After an offensive ride in the mountains Sunday, Nairo Quintana is back in the Tour de France polka dot jersey for the first time since when he won it in 2013.
Sunday’s ride was a return to form so heart-warming that everyone was smiling — even the poker-faced Quintana himself.
“It’s a great emotion to have taken the best climber jersey, we have chosen not to play with the general classification in this Tour,” Quintana said Sunday.
“I did it for the Arkéa-Samsic team, for my Colombian and French supporters, and all the people who support my team. This jersey has a great impact in my country but also in France, I know that. I went to get it for all these people, and I will defend it tooth and nail.”
be afraid @MarkCavendish, be very afraid #TDF2021 pic.twitter.com/NQuMQyI6mF
— Nairo Quintana Fanclub (@NairoInGreen) July 4, 2021
Quintana rolled back the years with an all-out blitz in the day’s breakaway during a rain-sodden stage in the Alps on Sunday.

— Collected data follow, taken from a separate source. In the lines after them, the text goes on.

PR #6902, opened 2016-07-04
Filter mentions on status message creation

svbergerem:
Aspects are added to the status message after creation, so `filter_mentions` didn't do anything since `self.aspects` was always empty. This PR moves the logic to the `StatusMessageCreationService`.

### DIFF
--- a/app/services/status_message_creation_service.rb
+++ b/app/services/status_message_creation_service.rb
@@ -19,7 +19,18 @@ class StatusMessageCreationService
 
   def build_status_message(params)
     public = params[:public] || false
+    filter_mentions params
     user.build_post(:status_message, params[:status_message].merge(public: public))
+  end
+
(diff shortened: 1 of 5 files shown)


app/services/status_message_creation_service.rb
```diff
@@ -19,9 +19,18 @@ def create(params)
 
   def build_status_message(params)
     public = params[:public] || false
+    params[:status_message][:text] = filter_mentions params
```
jhass: Since this is a rather internal method and it gets the entire hash, I think it's okay for it to modify it too, the current line looks a bit weird to me, "filter a hash and get a string back". So just `filter_mentions params` and change `:text` inside.

svbergerem: done.

jhass:
Thank you!

Issue #6852, opened 2016-06-07
on /tags pages when there is no asociated post found, there sould be a message stating that.


paskalito:
With 0.6 now there is a great indication that the site is searching for posts if you search for a tag.
but if it does not find any post with your searched tag the nice loading bar just disappears and nothing further happens.

there sould be a message like. "No posts found" ( for you to see on this pod) ^^

so people don't have to assume that but can be sure..

https://therealtalk.org/tags/lepetitprince
(example of empty post page)

I tested against realtalk beacause of 0.5.99

Issue #4503, opened 2013-09-07
followed tags don't work anymore?


faustdotmef:
i had account at diasp.org and dropped it because it didn't show posts with tags i followed. i thought it's problem of diasp.org but now i see that my new account don't show posts with followed tags anymore as well. and i saw few posts with #bug who have this trouble.
##

svbergerem:
Is anyone still able to reproduce this?

svbergerem:
There was no answer for more than 3 months, so I'll close this issue.

SuperTux88:
I'm reopening this, because I now had this once too. I had a reshare of a post in my stream, but since I follow the #diaspora tag (with which the original post was tagged) the original post should be in my stream too, but wasn't (should be right below the reshare). The reshare was the eleventh post from the top in my stream, so not at the break between too batches. The next post was more than 20 minutes older than the original post, while the reshare was 15 minutes newer then the original, so it should definitely be between these two posts.

I try to debug and reproduce this later.

SuperTux88:
OK, now as soon as the reshare is the fifteenth post (the last of the batch), the missing post is in the next batch (there were even more posts missing I didn't notice).

PR #6903, opened 2016-07-04
Improve /tag page performance.

### LINKED ISSUE #6152: /tags pages are slow
Loading of tag pages takes up to 45 secounds. This seems to be an issue since 0.5.0.0.
Maybe a mysql only issue.

Post regarding this isssue: https://social.mrzyx.de/posts/79584d30f4ea0132c47000259069449e

Running version: 0.5.1.1 
DB: mysql Ver 5.5.43-0
OS: Debian 8.1

<bountysource-plugin>
---
Want to back this issue? **[Post a bounty on it!](https://www.bountysource.com/issues/23524853-tags-pages-are-slow?utm_campaign=plugin&utm_content=tracker%2F522&utm_medium=issues&utm_source=github)** We accept bounties via [Bountysource](https://www.bountysource.com/?utm_campaign=plugin&utm_content=tracker%2F522&utm_medium=issues&utm_source=github).
</bountysource-plugin>

CSammy:
Fixes #6152.

In addition, this concerns #6852. Currently, there is a hack in place to make the page work even if the requested tag does not exist. More discussion is necessary in #6852 to establish the desired behaviour on what to do if the result set is empty.

I also noticed there is no test to check if additional posts are loaded correctly when scrolling down. This should be fixed as well.

Work in progress:
- [x] Simple speed fix (#6152)
- [x] Correct behaviour on empty list (#6852)
- [x] Tests for load on scroll-down

### DIFF
--- a/lib/stream/tag.rb
+++ b/lib/stream/tag.rb
@@ -29,7 +29,16 @@ class Stream::Tag < Stream::Base
   end
 
   def posts
-    @posts ||= construct_post_query
+    @posts ||= if user
+                 StatusMessage.user_tag_stream(user, tag.id)
+               else
+                 StatusMessage.public_tag_stream(tag.id)
+               end
+  end
+
+  def stream_posts
+    return [] unless tag
+    super
   end
 
   def tag_name=(tag_name)
@@ -41,14 +50,5 @@ class Stream::Tag < Stream::Base
   # @return [Hash]
   def publisher_opts
     {:open => true}
-  end
-
-  def construct_post_query
-    posts = if user.present?
-              StatusMessage.owned_or_visible_by_user(user)
-            else
-              StatusMessage.all_public
-            end
-    posts.tagged_with(tag_name, :any => true)
   end
 end
--- a/spec/controllers/tags_controller_spec.rb
+++ b/spec/controllers/tags_controller_spec.rb
@@ -107,6 +107,18 @@ describe TagsController, :type => :controller do
           get :show, :name => 'foo', :format => :mobile
           expect(response).to be_success
         end
+
+        it "returns the post with the correct age" do
+          post2 = eve.post(
+            :status_message,
+            text:       "#what #yes #hellyes #foo tagged second post",
+            public:     true,
+            created_at: @post.created_at - 1.day
+          )
+          get :show, name: "what", max_time: @post.created_at, format: :json
+          expect(JSON.parse(response.body).size).to be(1)
+          expect(JSON.parse(response.body).first["guid"]).to eq(post2.guid)
+        end
       end
     end
   end
--- a/spec/lib/stream/tag_spec.rb
+++ b/spec/lib/stream/tag_spec.rb
@@ -85,6 +85,25 @@ describe Stream::Tag do
     it_should_behave_like 'it is a stream'
   end
 
+  describe '#stream_posts' do
+    it "returns an empty array if the tag does not exist" do
+      stream = Stream::Tag.new(FactoryGirl.create(:user), "test")
+      expect(stream.stream_posts).to eq([])
+    end
+
+    it "returns an empty array if there are no visible posts for the tag" do
+      alice.post(:status_message, text: "#what", public: false, to: "all")
+      stream = Stream::Tag.new(nil, "what")
+      expect(stream.stream_posts).to eq([])
+    end
+
+    it "returns the post containing the tag" do
+      post = alice.post(:status_message, text: "#what", public: true)
+      stream = Stream::Tag.new(FactoryGirl.create(:user), "what")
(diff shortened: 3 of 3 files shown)


Flaburgan:
On which dataset did you test the performance improvement? If you generated one, mind sharing the command to do so? Did you test this on both postgreSQL and MariaDB?

lib/stream/tag.rb
```diff
@@ -29,7 +29,12 @@ def tagged_people_count
   end
 
   def posts
-    @posts ||= construct_post_query
+    tag_id = [tag.try(:id)]
```
jhass: so the `try` here is the hack?

CSammy: Yes, that's the hack. Before, it worked with a non-existent tag name and did simply not return results. Now I need a tag ID and retrieving that may fail.

CSammy:
@Flaburgan To be honest, I have no test data set. However, the query I use now is used in the Tag Stream, and the public query is used in the Multi Stream, both of which have not caused as much negative feedback regarding performance. From that I guessed it should be pretty safe.

In addition, this way there is only one query to maintain for a stream of tagged posts.

Flaburgan:
OK so to test the queries with real production data, I removed all my followed tags excepted #diaspora and checked the response time of the XHR request on `/tags/diaspora` and `/followed_tags`.

- diaspora-fr (last develop code, PG, powerful server, not really used), #diaspora: 1200ms, followed tags: 1000ms.
- framasphere (0.5.9, PG, loaded server) , #diaspora: 2400ms, followed tags: 2000ms
- diasp.org (0.5.9, I don't know if already migrated to PG or still on mysql), #diaspora: 3200ms, followed_tags: 2300ms
- joindiaspora (0.5.10.99) #diaspora the request timeout, followed tags: 1500ms

So there is clearly an improvement :)
However I discovered a really strange bug doing those tests, maybe it is #4503:
On diasp.org, the most recent post on the followed_tags page is 4 months old. All following posts look close to it. 4 months is maybe the last time I logged in diasp.org and loaded `/stream`. On the /tags/diaspora page though I have the recent #diaspora post.

I tried to unfollow / follow back #diaspora on the /followed_tags, and did the same on the `/tags/diaspora` page, to visit the profile of contacts who shared posts with #diaspora and to scroll my /stream until I see some posts with #diaspora, but nothing change, the most recent post is still 4 months old on the followed_tags page. 

So maybe we should inspect the followed_tags query first before to merge this?

Flaburgan:
Hm, note that a lot of users complaining on #4503 are from diasp.org, so maybe this bug is pod specific? We would need @dmorley here.

CSammy:
Thanks to @svbergerem and his PR #6974, there is a proper message now to inform a user that no posts have been found. I have tested the behaviour on my test setup after adjusting the code. The only thing missing now is the test for posts being fetched on scroll-down.

app/controllers/tags_controller.rb
```diff
@@ -39,7 +39,14 @@ def show
     end
     @stream = Stream::Tag.new(current_user, params[:name], :max_time => max_time, :page => params[:page])
     respond_with do |format|
-      format.json { render :json => @stream.stream_posts.map { |p| LastThreeCommentsDecorator.new(PostPresenter.new(p, current_user)) }}
+      format.json do
+        json = if @stream.tag
+                 @stream.stream_posts.map {|p| LastThreeCommentsDecorator.new(PostPresenter.new(p, current_user)) }
+               else
+                 []
+               end
```
jhass: I think I would prefer

```rb
def stream_posts
  return [] unless tag
  super
end
```

in `Stream::Tag`.

CSammy:
This PR is now complete and I ask for a merge. The issue with missing posts on certain pods will be followed up in the respective issue.

spec/controllers/tags_controller_spec.rb
```diff
@@ -107,6 +107,17 @@
...
+
+        it "returns the post with the correct age" do
+          post2 = eve.post(
+            :status_message,
+            text:       "#what #yes #hellyes #foo tagged second post",
+            public:     true,
+            created_at: @post.created_at - 1.day
+          )
+          get :show, name: "what", max_time: @post.created_at, format: :json
+          expect(JSON.parse(response.body).first["guid"]).to eq(post2.guid)
```
svbergerem: I'd maybe add
```ruby
expect(JSON.parse(response.body).length).to be(1)
```
(or `expect(JSON.parse(response.body).size).to be(1)` @jhass ?)

jhass: The latter ;)

CSammy: Thank you for the hint, indeed a good addition.

jhass:
Thank you!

The Colombian veteran duked it out with Michael Woods and Wout Poels at the front of the race in a cagey battle for mountains points — and Quintana came out on top to take an eight-point lead over Woods that landed him the dotted jersey.

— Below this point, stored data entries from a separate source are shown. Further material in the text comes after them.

PR #6904, opened 2016-07-04
Update .ruby-version

padi:
To latest patch version. In order to prevent `rbenv` users from getting warning: `rbenv: version`2.2' is not installed`


Flaburgan:
I have this problem too as a user of `rbenv` but to not precise the patch version allows rvm's users to always use the last one and as we currently recommend `rvm` during the installation process, we should focus on these users first.

jhass:
rbenv is the clear black sheep here, both RVM and chruby allow fuzzy matching to the latest available patch release, and that's the vast majority of users, not only within the user base of diaspora but in general.

I recommend to use chruby or a rbenv plugin such as https://github.com/tpope/rbenv-aliases to create an alias for the latest patch release.

padi:
I was trying to find the recommended installation process starting from https://wiki.diasporafoundation.org/Getting_started_with_contributing and it didn't occur to me to search for rvm in the search bar. Thanks for clearing that up @jhass @Flaburgan.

After struggling through last year’s Tour with injury and grinding through two corrective knee surgeries in the winter, Quintana’s ride into the mountains jersey hints toward more good things to come.
His ride through the Alps packed all the guts and gung-ho attacking that saw him take the polka dots from Chris Froome in his breakout 2013 Tour debut.
Quintana’s 2013 Tour de France was a climbing coup that made for a precursor to victory in the 2014 Giro d’Italia and a bucketload of grand tour podiums in the following years. Although Quintana may not be winning grand tours any time soon, his climb into the polka dots makes for a timely mojo boost after 12 months in the wilderness.
“It wasn’t easy, this jersey is not obtained by snapping your fingers, it was a great fight at the beginning of the stage between my opponents and me,” he said.
“It is an important distinctive jersey for our partners. I will continue to go forward, fight with positive energy to bring it back to Paris, on the Champs-Élysées, while keeping the team’s objective which is also to win a stage. “
📽️🥰@NairoQuinCo @emmanuelhubert3 #TDF2021 pic.twitter.com/MY6NaSrZDZ
— Team Arkéa Samsic (@Arkea_Samsic) July 4, 2021
Is “Nairoman” back?
A stage win will give the definitive answer. After ruling out a GC bid on a course that doesn’t favor Quintana, Arkéa-Samsic is all in to send the 31-year-old to his fourth Tour stage win in the coming weeks.
Quintana will be looking toward Wednesday’s Ventoux stage and a Pyrenean triple in the final week with a glint of hope in his eye — particularly stage 17 with its monster summit finish to the Col du Portet.
The beastly HC climb was the scene of Quintana’s solo stage win in 2018, and a repeat victory on the high-altitude ascent would see Quintana return to a time before being riddled with knee injuries and a genuine threat for any race he started.
“We want the Tour to stop being a dream,” Quintana said earlier this year. “We’re always at a good level, but unfortunately for the crashes, we’ve never had the results that we’ve needed. But the dream still lives.”
Mark Cavendish has lived the dream with a comeback none would have predicted at this year’s Tour.
“Nairoman” could be the next to live his own polka-dotted dream.